The valuation of TLI is actually not that sensitive to changes in LE’s. The face value of the policies is 165M with a current book value of 65M. Using the spreadsheet linked above – that’s already using a +0.8 years higher LE – I estimate a total of 43M in premium payments and 13M in overhead costs running the fund for 13 years (I think it’s likely the fund is liquidated earlier when for example 90% of policies have reached maturity). This means that at the end of the funds life you have 109M in cash, or 94.4p/share (twice the current share price).
Even if you add two full years to the LE there would still be significant upside. This would add just 2* 8.4M in premium payments, and you still end with 80p/share. Shit has to go seriously wrong before you manage to lose money in this investment.
And what happens if shit goes seriously right…?! 😉
A killer flu outbreak in the US 😉
Premiums run at about 80k$ annually per policy (8,4m/106). Hence only the rich can afford to buy them. These guys obviously sold their policies, but they have benefited from wealth during some period of their lives. They probably have health insurance and college education.
I did not find data comparing income to LE, but this CDC doc says that education level does impact LE at 25 significantly. http://www.cdc.gov/nchs/data/hus/hus11.pdf#021
“On average in 2006, 25-year-old men without a high school diploma had a life expectancy 9.3 years less than those with a Bachelor’s degree or higher; women without a high school diploma had a life expectancy 8.6 years less than those with a Bachelor’s degree or higher”

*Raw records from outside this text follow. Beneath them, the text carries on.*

PR #15288, opened 2023-11-29
feat(protocol): allow changing Bridged ERC20 token on dest chain

dantaik:
Now for any canonical token, we allow the bridged token address (`btokenOld`) to be updated to another address (`btokenNew`). Once this is done, `btokenOld` will be in a outbound migration mode, and `btokenNew` will be in a inbound mode (normal operations will still work).

This is to enable our Bridge/Vaults to handle USDC Native Token Standard.


packages/protocol/contracts/tokenvault/BridgedERC20.sol
```diff
@@ -70,22 +79,68 @@ contract BridgedERC20 is
...
+
     /// @notice Mints tokens to an account.
     /// @dev Only an ERC20Vault can call this function.
     /// @param account The account to mint tokens to.
     /// @param amount The amount of tokens to mint.
-    function mint(address account, uint256 amount) public onlyFromNamed("erc20_vault") {
+    function mint(address account, uint256 amount) public nonReentrant whenNotPaused {
+        if (migratingFrom == address(0)) {
+            if (msg.sender != resolve("erc20_vault", true)) revert RESOLVER_DENIED();
+            emit Transfer(address(0), account, amount);
```
adaki2004, line 120: This even is emitted by the mint() function.

packages/protocol/contracts/tokenvault/BridgedERC20.sol
```diff
@@ -70,22 +79,66 @@ contract BridgedERC20 is
...
+        migratingFrom = address(0);
+        emit Migration(migratingFrom, migratingTo);
+    }
+
     /// @notice Mints tokens to an account.
-    /// @dev Only an ERC20Vault can call this function.
     /// @param account The account to mint tokens to.
     /// @param amount The amount of tokens to mint.
-    function mint(address account, uint256 amount) public onlyFromNamed("erc20_vault") {
+    function mint(address account, uint256 amount) public nonReentrant whenNotPaused {
```
adaki2004, line 117: So with this function what we basically say is:
- We can mint (into this token) if there is no incoming migration AND caller is the ERC20Vault
OR
- We can mint if there is an incoming migration (into this contract) AND the old contract is calling it.

But this is the "new" contract, no ? Shall not we allow incoming mints from the ERC20Vault, too ?

packages/protocol/contracts/tokenvault/BridgedERC20.sol
```diff
@@ -70,22 +79,66 @@ contract BridgedERC20 is
...
+        if (migratingFrom == address(0)) {
+            if (msg.sender != resolve("erc20_vault", true)) revert RESOLVER_DENIED();
+            emit Transfer(address(0), account, amount);
```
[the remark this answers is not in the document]
adaki2004: > Sorry I don't get it, can you elaborate a bit more?

Just meant, the `emit Transfer() `event is a duplicate if we emit it here too, because the `_mint()` function emits it already.

packages/protocol/contracts/tokenvault/BridgedERC20.sol
dantaik: updated the logics, please review again.

packages/protocol/contracts/tokenvault/BridgedERC20.sol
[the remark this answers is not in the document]
dantaik: Fixed

packages/protocol/contracts/tokenvault/BridgedERC20.sol
```diff
@@ -70,19 +79,64 @@ contract BridgedERC20 is
         srcDecimals = _decimals;
     }
 
+    function startOutboundMigration(address to)
```
adaki2004, line 82: We do not have `stopOutboundMigration()` -> But i guess that is fine-> most prob. not necessary, if we close the `stopInboundMigration` in the new contract.

packages/protocol/contracts/tokenvault/BridgedERC20.sol
```diff
@@ -70,19 +79,64 @@ contract BridgedERC20 is
...
+        external
+        nonReentrant
+        whenNotPaused
+        onlyFromNamed("erc20_vault")
+    {
+        if (migratingTo != address(0)) revert BRIDGED_TOKEN_PERMISSION_DENIED();
```
adaki2004, line 88:
```suggestion
        if (migratingTo != address(0)) revert BRIDGED_TOKEN_MIGRATION_ONGOING();
```

packages/protocol/contracts/tokenvault/BridgedERC20.sol
```diff
@@ -70,19 +79,64 @@ contract BridgedERC20 is
...
+        emit Migration(migratingFrom, migratingTo);
+    }
+
+    function startInboundMigration(address from)
+        external
+        nonReentrant
+        whenNotPaused
+        onlyFromNamed("erc20_vault")
+    {
+        if (migratingFrom != address(0)) revert BRIDGED_TOKEN_PERMISSION_DENIED();
```
adaki2004, line 101:
```suggestion
        if (migratingTo != address(0)) revert BRIDGED_TOKEN_MIGRATION_ONGOING();
```

packages/protocol/contracts/tokenvault/BridgedERC20.sol
```diff
@@ -70,19 +79,64 @@ contract BridgedERC20 is
...
+        if (from == address(0)) revert BRIDGED_TOKEN_INVALID_PARAMS();
+
+        migratingFrom = from;
+        emit Migration(migratingFrom, migratingTo);
+    }
+
+    function stopInboundMigration() external nonReentrant whenNotPaused onlyOwner {
+        if (migratingFrom == address(0)) revert BRIDGED_TOKEN_PERMISSION_DENIED();
```
adaki2004, line 109:
```suggestion
       if (migratingTo != address(0)) revert BRIDGED_TOKEN_MIGRATION_ONGOING();
```

packages/protocol/contracts/tokenvault/adaptors/USDCAdaptor.sol
```diff
@@ -0,0 +1,79 @@
...
+        }
+
+        usdc.mint(account, amount);
+    }
+
+    /// @dev Warning:
+    /// 1) Users must set up allowances for this adaptor so USDC can be transferred from users
+    /// addresses to the adaptor.
+    /// 2) This adaptor must be granted the correct role by the USDC contract in order to burn
+    /// native USDC tokens.
```
adaki2004, line 45: I think it is very convenient (for the Bridge team) to ask for `approve()` on the `ERC20Vault` - in general. If we introduce deployable, standalone contracts (like this), it might make their life easier to always query which contract to be 'approved' - especially if we will see lots of native support.

So what i'd do (and i know it only bc. Brecht advised me on the other branch) is exactly the same as you doing/implementing here, but this contract could be an "implementation only" contract, without being `EssentialContract`. -> A "stateless" delegate contract.

And the ERC20Vault simply would delegatecall into this contract - so basically this contract just an "extension" of that ERC20Vault - and acting on behalf of that.
See here:
https://github.com/taikoxyz/taiko-mono/blob/081c1b9ac23ac287d0ba06fa9e9474780c26a5b8/packages/protocol/contracts/tokenvault/ERC20Vault.sol#L405

adaki2004 (approved):
LGTM

davidtaikocha (approved):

Could this be the reason for these people living longer than average?
Yes, you certainly have a negative self-selection bias in life insurance policies related to the wealth of the insured. But you have to realize that the effect of the bias diminishes when the average age goes up because a larger percentage of those who initially had a low LE will be dead already. A large part of the population that made it to the age of 89 is presumably living a healthy lifestyle, so LEs will be more determined by genetic factors at this point in time.
Do you have any thoughts on the FSA signaling that it will ban traded life insurance investments in the UK, it has warned advisers to stop selling these “toxic” products to ordinary investors….
http://bit.ly/WGmNCm
I don’t think it will impact this fund, it might new funds or the pricing of the underlying. I’m probably holding this to maturity, so don’t really care about new rules.